→ **RECORDED INFORMATION**
PR #11469, opened 2024-07-15
feat: image support for content layer

ascorbic:
## Changes

Adds support for images to content layer. They are implemented both in markdown body and frontmatter.

## Testing

Added various image types to the content layer fixture. Also added an image to the benchmark.


packages/astro/package.json
```diff
@@ -169,6 +169,7 @@
     "magic-string": "^0.30.10",
     "micromatch": "^4.0.7",
     "mrmime": "^2.0.0",
+    "neotraverse": "^0.6.9",
```
ascorbic, line 172: A you-know-who-free traverse lib

packages/astro/src/content/runtime.ts
```diff
@@ -319,9 +334,89 @@ type RenderResult = {
...
+			.join(' ');
+	});
+}
+
+function updateImageReferencesInData<T extends Record<string, unknown>>(
+	data: T,
+	fileName: string,
+	imageAssetMap: Map<string, ImageMetadata>
+): T {
+	return new Traverse(data).map(function (ctx, val) {
```
ascorbic, line 395: I benchmarked this with 10k entries and it didn't add any noticable time to the processing.

packages/astro/src/content/utils.ts
```diff
@@ -195,6 +205,14 @@ export async function getEntryData(
 			throw formattedError;
 		}
 	}
+	if (imageImports.size > 0) {
+		Object.defineProperties(data, {
+			_internal_imageImports: {
```
ascorbic, line 210: Bit of a hack, admittedly, but it avoids needing to change the usage of `getEntryData`

packages/astro/src/assets/utils/resolveImports.ts
```diff
@@ -0,0 +1,40 @@
...
+ */
+export function imageSrcToImportId(imageSrc: string, filePath: string): string | undefined {
+	// If the import is coming from the data store it will have a special prefix to identify it
+	// as an image import. We remove this prefix so that we can resolve the image correctly.
+	if (imageSrc.startsWith(IMAGE_IMPORT_PREFIX)) {
+		imageSrc = imageSrc.slice(IMAGE_IMPORT_PREFIX.length);
+	}
+
+	// We only care about local imports
+	if (['http', 'https'].includes(imageSrc.split(':')[0]) || imageSrc.startsWith('/')) {
```
Princesseuh, line 20: There's a `isRemotePath` util you can use here

https://github.com/withastro/astro/blob/16ed760f99bfd8da05473548ccc15a1a045b238c/packages/internal-helpers/src/path.ts#L88****

packages/astro/src/assets/utils/resolveImports.ts
```diff
@@ -0,0 +1,40 @@
+import { resolve } from 'node:path/posix';
```
Princesseuh, line 1: Could you move this file to a `node` folder? Either in this folder or at the root of `src/assets`. We somewhat try to do this pattern where possible to avoid someone importing something that imports Node stuff by accident. Some of the utils in this folder are exposed to users, so the distinction is useful

packages/astro/src/content/runtime.ts
```diff
@@ -319,9 +334,91 @@ type RenderResult = {
...
+
+		if (!image) {
+			return full;
+		}
+
+		return Object.entries({
+			...image.attributes,
+			src: image.src,
+			srcset: image.srcSet.attribute,
+			alt: decodedImagePath.alt,
```
Princesseuh, line 385: Won't the `alt` be part of `image.attributes`?

ascorbic: No, because getImage is only passed the ESM import. Is that likely to be a problem? I wanted to be able to share one import between all of the instances of the image on the page, even if they had different alts.

ascorbic:
!preview content-layer-images

packages/astro/src/content/data-store.ts
```diff
@@ -77,7 +87,59 @@ export class DataStore {
 		return this.#collections;
 	}
 
-	#saveToDiskDebounced = () => {
+	addAssetImport(assetImport: string, filePath: string) {
+		const id = imageSrcToImportId(assetImport, filePath);
```
Princesseuh, line 91: Is there a world where this is "asset kind"-agnostic? We sometimes get requests for supporting things like videos and general related assets

Princesseuh (approved):
Looks great to me! Some things are hacky, sure, but they were already hacky. If both of our brains couldn't make it not hacky, perhaps that's just how it has to be. 

Awesome comments everywhere too, great work!

packages/astro/src/content/runtime.ts
```diff
@@ -64,11 +68,19 @@ export function createGetCollection({
...
 		} else if (store.hasCollection(collection)) {
-			return [...store.values<DataEntry>(collection)].map((entry) => ({
-				...entry,
-				collection,
-				render: () => renderEntry(entry),
-			}));
+			// @ts-expect-error	virtual module
+			const { default: imageAssetMap } = await import('astro:asset-imports');
+
+			return [...store.values<DataEntry>(collection)].map((entry) => {
```
ematipico, line 74: nit: maybe we should consider using a `for..of` loop instead of creating a temporary array via spread, and then map it.

packages/astro/src/content/runtime.ts
```diff
@@ -64,11 +68,19 @@ export function createGetCollection({
...
+				if (entry.filePath) {
+					entry.data = updateImageReferencesInData(entry.data, entry.filePath, imageAssetMap);
```
ematipico, line 76: Isn't this mutating the original entry?

packages/astro/src/content/runtime.ts
```diff
@@ -319,9 +334,84 @@ type RenderResult = {
 	remarkPluginFrontmatter: Record<string, any>;
 };
 
+const IMAGE_REGEX = /__ASTRO_IMAGE_="([^"]+)"/g;
```
ematipico, line 337: nit: `CONTENT_LAYER_IMAGE_REGEX`

Mainly to give a more descriptive name, so we know it's not a "generic" image.

packages/astro/src/content/runtime.ts
```diff
@@ -319,9 +334,84 @@ type RenderResult = {
...
+
+	const imageObjects = new Map<string, GetImageResult>();
+
+	// @ts-expect-error Virtual module resolved at runtime
+	const { getImage } = await import('astro:assets');
+
+	// First load all the images. This is done outside of the replaceAll
+	// function because getImage is async.
+	for (const [_full, imagePath] of html.matchAll(IMAGE_REGEX)) {
+		const decodedImagePath = JSON.parse(imagePath.replace(/&#x22;/g, '"'));
```
ematipico, line 351: A couple of things:
- the regex `/&#x22;/g` can be placed in a top-level constant; no need to create a new regex inside a loop. 
- `JSON.parse` *can fail* and we should handle the error

packages/astro/src/content/runtime.ts
```diff
@@ -319,9 +334,84 @@ type RenderResult = {
...
+		const id = imageSrcToImportId(decodedImagePath.src, fileName);
+
+		if (!id || imageObjects.has(id)) {
+			continue;
+		}
+
+		const imported = imageAssetMap.get(id);
+		if (!imported) {
+			continue;
+		}
```
ematipico, line 361:
```suggestion
		const imported = imageAssetMap.get(id);
		if (!id || imageObjects.has(id) || !imported) {
			continue;
		}
```

packages/astro/src/content/runtime.ts
```diff
@@ -319,9 +334,84 @@ type RenderResult = {
...
+		const image: GetImageResult = await getImage({ ...decodedImagePath, src: imported });
+		imageObjects.set(imagePath, image);
+	}
+
+	return html.replaceAll(IMAGE_REGEX, (full, imagePath) => {
```
ematipico, line 366: Is there a reason why loop over `html` twice - `matchAll` and `replaceAll`?  If there's a valid reason, I believe we should document it with a comment.

packages/astro/src/content/utils.ts
ematipico: Can you leave a comment that explains the hack and why?

packages/astro/src/assets/utils/resolveImports.ts
```diff
@@ -0,0 +1,33 @@
+import { isRemotePath, removeBase } from '@astrojs/internal-helpers/path';
+import { CONTENT_IMAGE_FLAG, IMAGE_IMPORT_PREFIX } from '../../content/consts.js';
+import { shorthash } from '../../runtime/server/shorthash.js';
+import { VALID_INPUT_FORMATS } from '../consts.js';
+
+/**
+ * Resolves an image src from a content file (such as markdown) to an import id.
```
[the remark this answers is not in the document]
ascorbic: It's the module ID in the rollup/Vite meaning

packages/astro/src/content/data-store.ts
```diff
@@ -77,7 +87,59 @@ export class DataStore {
...
+		// Import the assets, with a symbol name that is unique to the import id. The import
+		// for each asset is an object with path, format and dimensions.
+		// We then export them all, mapped by the import id, so we can find them again in the build.
+		const imports: Array<string> = [];
+		const exports: Array<string> = [];
+		this.#assetImports.forEach((id) => {
+			const symbol = importIdToSymbolName(id);
+			imports.push(`import ${symbol} from '${id}';`);
+			exports.push(`[${JSON.stringify(id)}, ${symbol}]`);
+		});
```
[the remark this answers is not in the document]
ascorbic: This is a Set, so there's no `.reduce` method. Of course I could convert it to an array, but a hill that I will die on is that if you're not using a resusable reducer function or something like that, pushing onto an array is almost always easier to read than using array.reduce.

packages/astro/src/content/runtime.ts
ascorbic: Yeah, the comment above: replaceAll can't have an async replacer, so first I get all matches and use that to asynchrounously get the image objects. I then synchronously replace them. I'm not sure of a way to do that in one step.

packages/astro/src/content/data-store.ts
ascorbic: Yeah, I think it could, but I think we'd need to work out a way to separate them, as there's quite a bit of Astro Image-specific code in all of the asset handling stuff

packages/astro/src/content/data-store.ts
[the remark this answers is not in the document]
ematipico: What?? `Set` supports `forEach` but not `reduce`?? TIL (and it's sad 😅 )

packages/astro/src/assets/utils/resolveImports.ts
ascorbic: I realised this is needed in the runtime, so I've removed all the node imports

packages/astro/src/content/data-store.ts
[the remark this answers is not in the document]
ascorbic: Not map either! Just forEach, entries, keys and values iirc

packages/astro/src/content/data-store.ts
```diff
@@ -77,7 +87,59 @@ export class DataStore {
...
+		const code = /* js */ `
+${imports.join('\n')}
+export default new Map([${exports.join(', ')}]);
+		`;
+		await fs.writeFile(filePath, code);
+	}
+
+	#writeAssetsImportsDebounced() {
+		this.#assetsDirty = true;
```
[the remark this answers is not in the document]
ascorbic: :facepalm:

packages/astro/src/content/runtime.ts
ascorbic: I think this could actually just use `replaceAll` with a string. I nicked this from the Astro Image code, and probably missed something that needed it before.

packages/astro/src/content/runtime.ts
ascorbic: Ah, I was thinking that Map.get wouldn't like undefined, but of course that's not a problem

packages/astro/src/content/data-store.ts
```diff
@@ -216,6 +297,21 @@ export interface ScopedDataStore {
...
+	 */
+	addAssetImports: (assets: Array<string>, fileName: string) => void;
+	/**
+	 * Adds a single asset to the store. This asset will be transformed
+	 * by Vite, and the URL will be available in the final build.
+	 * @param assetImport
+	 * @param fileName
+	 * @returns
+	 */
+	addAssetImport: (assetImport: string, fileName: string) => void;
```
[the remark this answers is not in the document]
ascorbic: The only reason I did it is because adding several at once is goign to be the most common case, but I get your point.

packages/astro/src/content/runtime.ts
ascorbic: No, it uses `Traverse.map`, which returns a new object. I could use the method that mutates it in place, but that gives me an instinctive ick. It might probably save memory though, but it's probably marginal.

packages/astro/src/content/utils.ts
ascorbic: Looking at the hack again made me sad, so I've removed it and made a new method.

packages/astro/src/content/data-store.ts
```diff
@@ -77,7 +87,59 @@ export class DataStore {
...
+			exports.push(`[${JSON.stringify(id)}, ${symbol}]`);
+		});
+		const code = /* js */ `
+${imports.join('\n')}
+export default new Map([${exports.join(', ')}]);
+		`;
+		await fs.writeFile(filePath, code);
+	}
+
+	#writeAssetsImportsDebounced() {
```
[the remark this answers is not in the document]
ascorbic: I've added a comment above, at the point it's called

packages/astro/src/content/runtime.ts
ascorbic: Ah, got it. I'll change that.

packages/astro/src/content/runtime.ts
```diff
@@ -319,9 +337,84 @@ type RenderResult = {
 	remarkPluginFrontmatter: Record<string, any>;
 };
 
+const CONTENT_LAYER_IMAGE_REGEX = /__ASTRO_IMAGE_="([^"]+)"/g;
```
ematipico, line 340: nit: we could use `IMAGE_IMPORT_PREFIX` to reduce repetition

packages/astro/src/content/runtime.ts
```diff
@@ -319,9 +337,84 @@ type RenderResult = {
...
+
 async function renderEntry(entry?: DataEntry) {
-	console.log('entry:', entry?.rendered?.metadata);
-	const Content = createComponent(() => serverRender`${unescapeHTML(entry?.rendered?.html)}`);
+	const html =
+		entry?.rendered?.metadata?.imagePaths?.length && entry.filePath
+			? await updateImageReferencesInBody(entry.rendered.html, entry.filePath)
+			: entry?.rendered?.html;
+
+	const Content = createComponent(() => serverRender`${unescapeHTML(html)}`);
```
ematipico, line 417: nit: it does seem to be an overkill to create a component factory if `html` is `undefined`

ematipico (approved):

packages/astro/src/content/runtime.ts
ascorbic: What would be the right approach for an empty component?

PR #11489, opened 2024-07-18
fix: make root serializable

ematipico:
## Changes

- Cloudflare doesn't support `import.meta.url`. This functionality is only used in dev mode, so the URL doesn't matter in prod.
- Moved the logic for determining the root into the manifest so it has default values in the build. This value is "wrong" in prod but is ignored anyways.

## Testing

- Existing tests should pass

## Docs

N/A, bug fix

### DIFF
--- a/.changeset/cuddly-days-relate.md
+++ b/.changeset/cuddly-days-relate.md
@@ -1,0 +1,5 @@
+---
+'astro': patch
+---
+
+Move root inside the manifest and make serialisable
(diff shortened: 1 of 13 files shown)


ematipico:
!preview server-islands

ematipico:
!preview server-islands

matthewp:
This approach should work fine. Not sure why the tests are currently breaking though.

PR #11496, opened 2024-07-18
Hide the dev toolbar on print

alfawal:
## Changes

The dev toolbar shows in every page when running `window.print()` (<kbd>CTRL</kbd> + <kbd>P</kbd>), which is useless and disturbing when working on styling a page for printing. This change hides the dev toolbar on printing.

If you see a point in having it on each page when printing, then I suggest adding a settings option to hide it.

Before:
image

After:
image

## Testing

Tested by emulating media print and checking visibility with Playwright.

## Docs

No usage instructions or important details to be mentioned.

### DIFF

→ **ASSIGNMENT**
Lines above that include the string "undefined" need to be copied.

→ **SOLUTION TO THIS PROBLEM**
+export function imageSrcToImportId(imageSrc: string, filePath: string): string | undefined {
ascorbic: Ah, I was thinking that Map.get wouldn't like undefined, but of course that's not a problem
ematipico, line 417: nit: it does seem to be an overkill to create a component factory if `html` is `undefined`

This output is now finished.